Moyane denied leave to cross-examine Gordhan

Tom Moyane (Paul Botes/M&G)

Tom Moyane (Paul Botes/M&G)

Deputy Chief Justice Raymond Zondo this week drew a line under erstwhile tax commissioner Tom Moyane’s bid to ventilate the South African Revenue Service (Sars) “rogue unit” allegations at the commission of inquiry into state capture.

On Tuesday, Zondo said Moyane would not be allowed to cross-examine Public Enterprises Minister Pravin Gordhan on the formation of the high-risk intervention unit, the so-called rogue unit, which Moyane insists was unlawful. “The applicant has not shown … why it is necessary or in the best interest of the function of the commission that he should be granted leave to cross-examine Mr Gordhan.”

Although Moyane’s application was, by and large, dismissed by Zondo, he reserved his decision on one aspect: the allegation that Moyane had an ulterior motive when he laid charges relating to the unit against Gordhan.
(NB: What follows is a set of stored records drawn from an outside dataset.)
PR #360, opened 2022-06-07
Minor gridline density in 2d and 3d

### LINKED ISSUE #303: [Feature Request] Minor gridline density
### What is the feature ?
Allow the user to specify the amount of light/minor grid lines

### Why this feature is useful and how people would use the feature ?
When creating a graph that is small or has many major grid lines close together, it may be ideal for the amount of minor grid lines to decrease to less than the currently hard coded, and quite aggressive 10.

### Additional Information
The implementation looks to have the amount of minor grid lines hard coded here: 
https://github.com/38/plotters/blob/master/src/chart/mesh.rs#L444-L445

#### Example
Ignoring the otherwise messed up formatting, the 10 minor grid lines basically join together to create a solid background, which is not what is wanted.

image

facorread:
The 2d grid can be seen on the tests at `sample.png`; the 3d grid can be seen on the tests at `3d-plot.svg` and `3d-plot2.gif`.

sample

3d-plot

3d-plot2

Close #303

### DIFF
--- a/src/chart/axes3d.rs
+++ b/src/chart/axes3d.rs
@@ -45,28 +45,28 @@ where
         self
     }
 
-    /// Set the maximum number of divisions for the fine grind grid
+    /// Set the maximum number of divisions for the minor grid
     /// - `value`: Maximum desired divisions between two consecutive X labels
     pub fn x_max_light_lines(&mut self, value: usize) -> &mut Self {
         self.light_lines_limit[0] = value;
         self
     }
 
-    /// Set the maximum number of divisions for the fine grind grid
+    /// Set the maximum number of divisions for the minor grid
     /// - `value`: Maximum desired divisions between two consecutive Y labels
     pub fn y_max_light_lines(&mut self, value: usize) -> &mut Self {
         self.light_lines_limit[1] = value;
         self
     }
 
-    /// Set the maximum number of divisions for the fine grind grid
+    /// Set the maximum number of divisions for the minor grid
     /// - `value`: Maximum desired divisions between two consecutive Z labels
     pub fn z_max_light_lines(&mut self, value: usize) -> &mut Self {
         self.light_lines_limit[2] = value;
         self
     }
 
-    /// Set the maximum number of divisions for the fine grind grid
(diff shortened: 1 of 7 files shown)


facorread:
Close #303

src/chart/axes3d.rs
```diff
@@ -130,9 +162,9 @@ where
             BoldPoints(self.n_labels[2]),
         );
         let kps_light = chart.get_key_points(
-            LightPoints::new(self.n_labels[0], self.n_labels[0] * 10),
-            LightPoints::new(self.n_labels[1], self.n_labels[1] * 10),
-            LightPoints::new(self.n_labels[2], self.n_labels[2] * 10),
+            LightPoints::new(self.n_labels[0] * self.light_lines_limit[0], self.n_labels[0] * self.light_lines_limit[0]),
+            LightPoints::new(self.n_labels[1] * self.light_lines_limit[1], self.n_labels[1] * self.light_lines_limit[1]),
+            LightPoints::new(self.n_labels[2] * self.light_lines_limit[2], self.n_labels[2] * self.light_lines_limit[2])
```
AaronErhardt, line 167: This looks odd to me, shouldn't it be

```rust
LightPoints::new(self.n_labels[0], self.n_labels[0] * self.light_lines_limit[0]),
```

Otherwise we would be multiplying both arguments which wasn't the case before and also doesn't happen in the 2d version.

src/chart/mesh.rs
```diff
@@ -308,6 +312,29 @@ where
         self.axis_style = Some(style.into());
         self
     }
+
+    /// Set the maximum number of divisions for the fine grind grid
```
AaronErhardt, line 316: I'm not a native speaker, but I've never heard of a "grind grid". Maybe this can be described better.

AaronErhardt (changes requested):
Looks good to me overall, but I'm not an expert regarding plotters internals. Ideally someone else could have a look whether the naming makes sense. Maybe `max_grid_lines` or `max_light_grid_lines` is more intuitive.

And the rustfmt job fails which needs to be fixed.

PR #362, opened 2022-06-09
Bump `image` version `0.23.13` -> `0.24.2`

### LINKED ISSUE #361: BitMapElement error with latest `image` crate
I'm using the latest `image` crate ([`0.24.2`](https://docs.rs/image/latest/image/imageops/colorops/index.html)) and I'm trying to do something similar to the [`blit-bitmap`](https://github.com/plotters-rs/plotters/blob/master/examples/blit-bitmap.rs#L34) example. 

In particular, my compilation fails at:

```rust
let elem: BitMapElement<_> = ((0.05, 0.95), image).into();
``` 

The error is the following:

```
the trait bound `plotters::element::BitMapElement<'_, _>: From<(({float}, {float}), DynamicImage)>` is not satisfied
```

If I set the version to image `0.23.14` it works ok, but this would mean losing quite a lot of useful features from the latest release.

Is there a plan to support image `^0.24.*` anytime soon?

arturomf94:
Closes #361

### DIFF
--- a/.github/workflows/ci.yml
+++ b/.github/workflows/ci.yml
@@ -26,7 +26,7 @@ jobs:
           submodules: recursive
     - uses: actions-rs/toolchain@v1
       with:
-          toolchain: 1.46.0
+          toolchain: 1.56.0
           override: true
     - uses: actions-rs/cargo@v1
       with:
--- a/Cargo.toml
+++ b/Cargo.toml
@@ -32,7 +32,7 @@ pathfinder_geometry = { version = "0.5.1", optional = true }
 font-kit = { version = "0.11.0", optional = true }
 
 [target.'cfg(not(target_arch = "wasm32"))'.dependencies.image]
-version = "0.23.14"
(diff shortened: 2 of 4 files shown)


AaronErhardt (changes requested):
Looks good to me, but we'd have to increase the MSRV to 1.56.0 it seems to support the newer image crate. From my side there's nothing speaking against that, but ideally we should also adjust the Rust edition of plotters to "2021", the MSRV in the README and the MSRV CI job. Could you add this to your changes?

arturomf94:
> Looks good to me, but we'd have to increase the MSRV to 1.56.0 it seems to support the newer image crate. From my side there's nothing speaking against that, but ideally we should also adjust the Rust edition of plotters to "2021", the MSRV in the README and the MSRV CI job. Could you add this to your changes?

Sure! Just did :)

AaronErhardt (approved):
Perfect, thanks!

PR #364, opened 2022-06-12
Shorten some lifetimes to prevent borrowing errors. Close #363

### LINKED ISSUE #363: [BUG] minifb example broken
I'm trying to run the minifb example (https://github.com/plotters-rs/plotters/blob/master/examples/minifb-demo/src/main.rs) , but I get this error:
```
error[E0499]: cannot borrow `buf` as mutable more than once at a time
   --> src/main.rs:121:17
    |
73  |         BitMapBackend::<BGRXPixel>::with_buffer_and_format(buf.borrow_mut(), (W as u32, H as u32))?
    |                                                            ---------------- first mutable borrow occurs here
...
121 |                 buf.borrow_mut(),
    |                 ^^^^^^^^^^^^^^^^ second mutable borrow occurs here
...
187 | }
    | - first borrow might be used here, when `root` is dropped and runs the destructor for type `DrawingArea<BitMapBackend<'_, BGRXPixel>, Shift>`

error[E0502]: cannot borrow `buf` as immutable because it is also borrowed as mutable
   --> src/main.rs:175:39
    |
73  |         BitMapBackend::<BGRXPixel>::with_buffer_and_format(buf.borrow_mut(), (W as u32, H as u32))?
    |                                                            ---------------- mutable borrow occurs here
...
175 |             window.update_with_buffer(buf.borrow())?;
    |                                       ^^^^^^^^^^^^ immutable borrow occurs here
...
187 | }
    | - mutable borrow might be used here, when `root` is dropped and runs the destructor for type `DrawingArea<BitMapBackend<'_, BGRXPixel>, Shift>`

Some errors have detailed explanations: E0499, E0502.
For more information about an error, try `rustc --explain E0499`.
```

Now I'm new to rust, but I don't get how this is supposed to work, since it the first mutable of borrow of `buf` wont go out of scope any time in main, so no other function will be able to borrow it, or what am I missing?

facorread:
Shorten some lifetimes to prevent borrowing errors in the `minifb` example.

Close #363

### DIFF
--- a/examples/minifb-demo/Cargo.toml
+++ b/examples/minifb-demo/Cargo.toml
@@ -7,6 +7,6 @@ edition = "2018"
 # See more keys and their definitions at https://doc.rust-lang.org/cargo/reference/manifest.html
 
 [dependencies]
-minifb = "0.13.0"
+minifb = "0.23.0"
 plotters = { path = "../.." , default_features = false, features = ["ttf"]}
 plotters-bitmap = {version = "^0.3.*", default_features = false}
--- a/examples/minifb-demo/src/main.rs
+++ b/examples/minifb-demo/src/main.rs
@@ -69,24 +69,27 @@ fn main() -> Result<(), Box<dyn Error>> {
         H,
         WindowOptions::default(),
     )?;
-    let root =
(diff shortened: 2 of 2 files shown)


AaronErhardt:
Thanks!

PR #367, opened 2022-06-15
Remove deprecation warnings in benchmark

shinmili:
`Criterion::bench` and `ParametrizedBenchmark` is now marked as
deprecated. This patch replaces them with a new `BenchmarkGroup` API.

### DIFF
--- a/benches/benches/parallel.rs
+++ b/benches/benches/parallel.rs
@@ -1,4 +1,4 @@
-use criterion::{criterion_group, Criterion, ParameterizedBenchmark};
+use criterion::{criterion_group, BenchmarkId, Criterion};
 
 use plotters::coord::Shift;
 use plotters::prelude::*;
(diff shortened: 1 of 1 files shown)


facorread:
From `cargo bench`:

WARNING: HTML report generation will become a non-default optional feature in Criterion.rs 0.4.0.
This feature is being moved to cargo-criterion (https://github.com/bheisler/cargo-criterion) and will be optional in a future version of Criterion.rs. To silence this warning, either switch to cargo-criterion or enable the 'html_reports' feature in your Cargo.toml.

AaronErhardt (approved):
Looks good. Thanks!

@facorread I think we'll take of criterion 0.4 and "html_reports" when it's released. I don't think there's anything we can do for now.

shinmili:
Or you can use [`cargo criterion` CLI](https://crates.io/crates/cargo-criterion). Enabling `criterion`'s optional features may lead to longer compilation time for benchmark binaries, and one of the CLI's goals is to reduce it.

PR #373, opened 2022-06-20
Proposal to use git-master dependencies for collaboration, testing, and CI

facorread:
This proposal aims to improve collaboration, testing, and CI by altering the version of the `plotters-backend`, `plotters-bitmap`, and `plotters-svg` dependencies in `Cargo.toml`. Instead of using the stable versions of those crates, the git-master versions are used.

Using the `git-master` versions of the `plotters-` crates is vital for pre-release quality assurance and frustration-free collaboration in Plotters. It also reduces surprises at release time.

Note: [crates.io](https://crates.io/) does not allow packages to be published with git dependencies. See [The Cargo Book](https://doc.rust-lang.org/cargo/reference/specifying-dependencies.html) for more information. `Cargo.toml` should be updated to the stable versions right before a new release.

### DIFF
--- a/Cargo.toml
+++ b/Cargo.toml
@@ -15,15 +15,21 @@ exclude = ["doc-template", "plotters-doc-data"]
 [dependencies]
 num-traits = "0.2.14"
 chrono = { version = "0.4.19", optional = true }
-plotters-svg = {version = "^0.3.*", optional = true}
 
 [dependencies.plotters-backend]
-version = "^0.3"
+git = "https://github.com/plotters-rs/plotters-backend"
+# version = "0.3.1"
 
 [dependencies.plotters-bitmap]
-version = "^0.3"
-optional = true
 default_features = false
+git = "https://github.com/plotters-rs/plotters-bitmap"
+optional = true
+# version = "0.3.1"
+
+[dependencies.plotters-svg]
+git = "https://github.com/plotters-rs/plotters-svg"
+optional = true
+# version = "0.3.1"
 
 [target.'cfg(not(target_arch = "wasm32"))'.dependencies]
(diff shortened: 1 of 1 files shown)


Cargo.toml
```diff
@@ -15,15 +15,24 @@ exclude = ["doc-template", "plotters-doc-data"]
 [dependencies]
 num-traits = "0.2.14"
 chrono = { version = "0.4.19", optional = true }
-plotters-svg = {version = "^0.3.*", optional = true}
 
 [dependencies.plotters-backend]
-version = "^0.3"
+branch = "master"
```
AaronErhardt, line 20: Do we need `branch = "master"`? That should work by default, I think.

AaronErhardt (commented):
I agree with the proposal, it should have been like this in the first place. Ideally, we can fix all CI failures before merging.

facorread:
Great! I addressed all the issues locally. However, the Github CI will continue to fail until the PR has been merged for all `plotters-` crates.

38:
> Great! I addressed all the issues locally, so `cargo build --all-targets` is working well for each and every `plotters-` crate at home. However, Github Actions will continue to fail until the PR has been merged for all `plotters-` crates. It's a catch-22 situation, sorry!

Yes, we need to update all the repo at the same time - as the test isn't currently using same `plotters-backend` crate

AaronErhardt:
> I am thinking about do we want to have a repo fore plotters core and some essential backend and dependencies. I mean plotters, plotters-backend, plotters-bitmap and plotters-svg.

That'd be a good step in my opinion. It's rather tedious to have issues and code of closely related crates scattered at different places and other projects like tokio or Relm4 also favor the "monorepo" approach.

PR #374, opened 2022-06-22
Mono repo

38:
Spent some time make a monorepo, just want to see how you guys think about this


AaronErhardt (approved):
Looks good to me. Potentially, we don't need explicit dependabot configs because AFAIK it works with cargo workspaces too.

facorread:
This is a great idea! I would like to suggest, now that you are trying to work out the CI problems, to add the --all-targets argument to the msrv job, just for thoroughness.

facorread (approved):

Zondo asked for further submissions about allegations of malice on the part of Moyane when he laid charges against Gordhan, then the minister of finance, in 2015.

“When one reads Mr Gordhan’s founding affidavit there are places where one gets the impression that he may be suggesting that in laying charges against him, the applicant was part of a scheme that sought to capture treasury,” Zondo said.

Moyane’s counsel, Dali Mpofu SC, wrote that Gordhan’s “conduct is misleading this commission into believing that Mr Moyane was motivated by malice in reporting the matter to the police”.
Mpofu added this “is not only unlawful but constitutes another attempt falsely to accuse Mr Moyane of wrongdoing”.

In an affidavit supporting his application, Moyane suggests “the role of the rogue unit” as a key theme for the cross-examination of Gordhan.

“If, in the criminal proceedings, the rogue unit is subsequently and once again proven to have existed, unlawfully so, then the entire cover of Gordhan, the archangel, will have been blown, including all its manifestations, lies and distortions all contained in his affidavit to this commission in one way or the other,” Moyane said.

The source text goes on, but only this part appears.